Class 3: Sequence similarity

1. Class 3: Sequence similarity

2. Motivation • Same gene, or similar gene • Suffix of A similar to prefix of B? • Suffix of A similar to prefix of B..Z? • Longest similar substring of A, B • Longest similar substring of A, B..Z • For each, How big? How similar?

3. Define alignment • Align these two sequences optimally GACGGATT GATCGGTT • Define precisely what an alignment is

4. Definition of alignment • Insert spaces so that the letters line up, or letters align with spaces GA-CGGATT GATCGG-TT • Don’t allow spaces to line up • Allow spaces even at beginning and end GCAT- -CATG

5. Define similarity • Given an alignment, compute a similarity score • Three possibilities for each column letter-letter match letter-letter mismatch letter-space mismatch

6. Optimal alignment • Create score function • Conventionally: +1 bonus for match -1 penalty for letter-letter mismatch -2 penalty for letter-space mismatch

7. Dynamic programming solution • Given sequences s,t of length m,n • Strategy: build up optimal alignment of prefixes • Base case? • Recurrence relation?

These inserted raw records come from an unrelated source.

PR #755, opened 2023-10-04
Updating Article Renderer to be able to return the focusedElement so that we can scroll these elements into view above the keypad.

SonicScrewdriver:
## Summary:
It turns out we never set up our article renderer to return the focused element, which is required to be able to scroll the element above the keypad when the user focuses on it! 

This PR adds the missing logic to the article renderer, and also makes a couple of necessary modernizations as we were still using string refs. I've also created a new story for testing multiple inputs in a mobile article. Please note that the keypad does look a little strange in this view as we don't currently have the scrollable element logic in Perseus. 

(I suspect that eventually, we should probably move the scrollIntoView logic into Perseus.)

### DIFF
--- a/packages/perseus/src/__tests__/article-renderer.test.tsx
+++ b/packages/perseus/src/__tests__/article-renderer.test.tsx
@@ -1,0 +1,102 @@
+import {
+    StatefulKeypadContextProvider,
+    KeypadContext,
+} from "@khanacademy/math-input";
+import {RenderStateRoot} from "@khanacademy/wonder-blocks-core";
+import {render, screen} from "@testing-library/react";
+import * as React from "react";
+import "@testing-library/jest-dom"; // Imports custom matchers
+
+import {
+    testDependencies,
+    testDependenciesV2,
+} from "../../../../testing/test-dependencies";
+import {multiSectionArticleWithExpression} from "../__testdata__/article-renderer.testdata";
+import ArticleRenderer from "../article-renderer";
+import * as Dependencies from "../dependencies";
+import {ApiOptions} from "../perseus-api";
+import {registerWidget} from "../widgets";
+import ExpressionExport from "../widgets/expression";
+
+import MockWidgetExport from "./mock-widget";
+
+import type {APIOptions} from "../types";
+
+// This looks alot like `widgets/__tests__/renderQuestion.jsx', except we use
+// the ArticleRenderer instead of Renderer
+export const RenderArticle = (
+    apiOptions: APIOptions = Object.freeze({}),
+): {
+    container: HTMLElement;
+    renderer: ArticleRenderer;
+} => {
+    let renderer: ArticleRenderer | null = null;
+    const {container} = render(
+        <RenderStateRoot>
+            <StatefulKeypadContextProvider>
+                <KeypadContext.Consumer>
+                    {({keypadElement, setRenderer}) => (
+                        <ArticleRenderer
+                            ref={(node) => {
+                                renderer = node;
+                                setRenderer(node);
+                            }}
+                            json={multiSectionArticleWithExpression}
+                            dependencies={testDependenciesV2}
+                            apiOptions={{...apiOptions}}
+                            keypadElement={keypadElement}
+                        />
+                    )}
+                </KeypadContext.Consumer>
+                {/* The ItemRenderer _requires_ two divs: a work area and hints
+                area. Without both of these, it fails to render anything! */}
+                <div id="workarea" />
+                <div id="hintsarea" />
+            </StatefulKeypadContextProvider>
+        </RenderStateRoot>,
+    );
+    if (!renderer) {
+        throw new Error(`Failed to render!`);
+    }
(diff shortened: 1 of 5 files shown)


packages/perseus/src/article-renderer.tsx
```diff
@@ -167,13 +172,20 @@ class ArticleRenderer
 
         // TODO(alex): Add mobile api functions and pass them down here
         const sections = this._sections().map((section, i) => {
-            const refForSection = `section-${i}`;
+            const refForSection: any = i;
             return (
-                <DependenciesContext.Provider value={this.props.dependencies}>
+                <DependenciesContext.Provider
+                    key={i}
```
SonicScrewdriver, line 178: Do we really need to be creating multiple dependencies context providers? It doesn't seem specific to each of these sections at all. However, there could be something I'm missing.

For now, I added a key to stop react from throwing a noisy error about not having unique key props for our children in a list.

packages/perseus/src/article-renderer.tsx
```diff
@@ -87,21 +88,27 @@ class ArticleRenderer
...
         // input.
         let didFocusInput = false;
+        let focusedInput;
+
         if (this._currentFocus) {
             const [sectionRef, ...focusPath] = this._currentFocus;
-            // eslint-disable-next-line react/no-string-refs
-            // @ts-expect-error - TS2339 - Property 'getInputPaths' does not exist on type 'ReactInstance'.
-            const inputPaths = this.refs[sectionRef].getInputPaths();
+
```
SonicScrewdriver, line 95: String refs are old hat, and now we need a reference to the actual focused element so that we can return it to webapp with the passed in "onFocusChange" method.

packages/perseus/src/article-renderer.tsx
```diff
@@ -87,21 +88,27 @@ class ArticleRenderer
...
             });
+            focusedInput =
+                this.sectionRenderers[sectionRef].getDOMNodeForPath(focusPath);
         }
 
         if (this.props.apiOptions.onFocusChange != null) {
             this.props.apiOptions.onFocusChange(
                 this._currentFocus,
                 prevFocusPath,
                 didFocusInput ? keypadElement?.getDOMNode() : null,
```
SonicScrewdriver, line 110: Making sure we return the focusedInput now, if there is one.

handeyeco (commented):
Thanks for investigating this! Glad to see another area where we're removing string refs.

Are there tests we could write for this? For instance a test to make sure ArticleRenderer is calling `onFocusChange` with the correct focused element?

I think you're saying that the stories don't scroll into view. Would it be hard to make them actually scroll into view?

packages/perseus/src/article-renderer.tsx
jeremywiebe: No, I don't think we do.  We could move it to just wrap the final `<div />` that we render these sections into!

packages/perseus/src/article-renderer.tsx
```diff
@@ -167,13 +172,20 @@ class ArticleRenderer
...
         const sections = this._sections().map((section, i) => {
-            const refForSection = `section-${i}`;
+            const refForSection: any = i;
             return (
-                <DependenciesContext.Provider value={this.props.dependencies}>
+                <DependenciesContext.Provider
+                    key={i}
+                    value={this.props.dependencies}
+                >
                     <div key={i} className="clearfix">
```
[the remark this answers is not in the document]
SonicScrewdriver: I thiiiink we're okay for this one as we never remove or reorder sections in Articles. Sadly there's no data in the section that can be used, as it's either that single very very long json string for the Perseus content, or the question answers (that requires digging a little deep). That said, however, I'm totally open to implementing any alternative ideas!

Screenshot 2023-10-19 at 10 22 44 AM

packages/perseus/src/__tests__/article-renderer.test.tsx
```diff
@@ -0,0 +1,131 @@
...
+            ...ApiOptions.defaults,
+            isMobile: false,
+            customKeypad: false,
+        });
+
+        // Assert
+        expect(screen.getByRole("textbox")).toBeInTheDocument();
+    });
+
+    it("should call the onFocusChanged callback when an input is focused", async () => {
```
handeyeco, line 108: Thank you!

packages/perseus/src/article-renderer.tsx
```diff
@@ -166,47 +173,53 @@ class ArticleRenderer
...
-                </DependenciesContext.Provider>
+                <div key={sectionIndex} className="clearfix">
+                    <Renderer
+                        {...section}
+                        ref={(elem) => {
+                            if (elem) {
+                                this.sectionRenderers[sectionIndex] = elem;
+                            }
+                        }}
+                        key={sectionIndex}
```
handeyeco, line 189: Do we need this key still?

handeyeco (approved):
Looks good to me!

8. Recurrence • Given opt alignment of prefixes of s,t shorter than i,j, find opt of s[1..i], t[1..j] • Three possibilities: • extend s by a letter, t by a space • extend s by a letter, t by a letter • extend s by a space, t by a letter

9. Tiny instance -- AGC, AAAC 0 -2 -4 -6 -8 -2 -4 -6

10. Some dp details • What is a good order to fill the array? • How do you recover the opt alignment? • What do you do about ties? • What is the space complexity of this algorithm? • What is the time complexity of this algorithm?

11. The gap penalty • Model above assumes two gaps of size 1 are equivalent to one gap of size 2 • Is this realistic? Why or why not?

12. General gap penalties • Alignments can no longer be scored as the sum of their parts • They still are the sum of blocks with one matched letter or one gap each • Blocks are: matched letters, s-gap, t-gap A|A|C|---|A|GAT|A|A|C A|C|T|CGG|T|---|A|A|T

13. DP for general gaps • Requires three array, one for each block type • Time complexity is cubic • This is expensive at best, prohibitive for large problems • See Setubal/Meidanis 3.3.2 for details

14. Affine gap penalty • Charge h for each gap, plus g * (len(gap)) • This still has quadratic complexity! • See Setubal/Meidanis

15. Point accepted mutations • Some mutations are more likely than others • In proteins, some amino acids are more similar than others (size, charge, hydrophobicity) • A point accepted mutation matrix is a table with probabilityof each transition in fixed time

16. PAM matrices • The entire matrix sums to 1 • A ‘unit of evolution’ is time in which 1/100 amino acids is expected to change

17. Scoring matrix • Consider aligned letters a,b • Pr(b is a mutation of a) = Mab • Pr(b is a random occurrence) = pb • Score(a,b) = 10log(Mab /pb)

18. Blast • Basic Local Alignment Search Tool • Def: ‘segment’ is a subsequence (without gaps) • Def: ‘segment pair’ is two segments of equal length • Rem: the score of a segment pair is the sum of its aligned letters

19. What Blast does • Input: • a PAM matrix • a database of sequences B • a query sequence A • a threshhold S • Output: • all segment pairs(A,B) with score > S

20. How Blast works • Compile short, high-scoring strings (words) • Search for hits -- each hit gives a seed • Extend seeds

21. Blast on proteins • Words are w-mers which score at least T against A • Use hashing or dfa to search for hits • Extend seed until heuristically determined limit is reached

22. Blast on nucleic acids • Words are w-mers in query A • Letters compressed, four to byte • Filter database B for very common words to avoid false positives • Extend seeds as in proteins

23. What does Blast give you? • Efficiency • A rigorous statistical theory which gives the probability of a segment pair occurring by chance

24. Homework • Given sequences s,t of length m,n, how many alignments do they have? • Setubal/Meidanis, pp. 101, 102. Problems 2, 3, 4, 8, 16.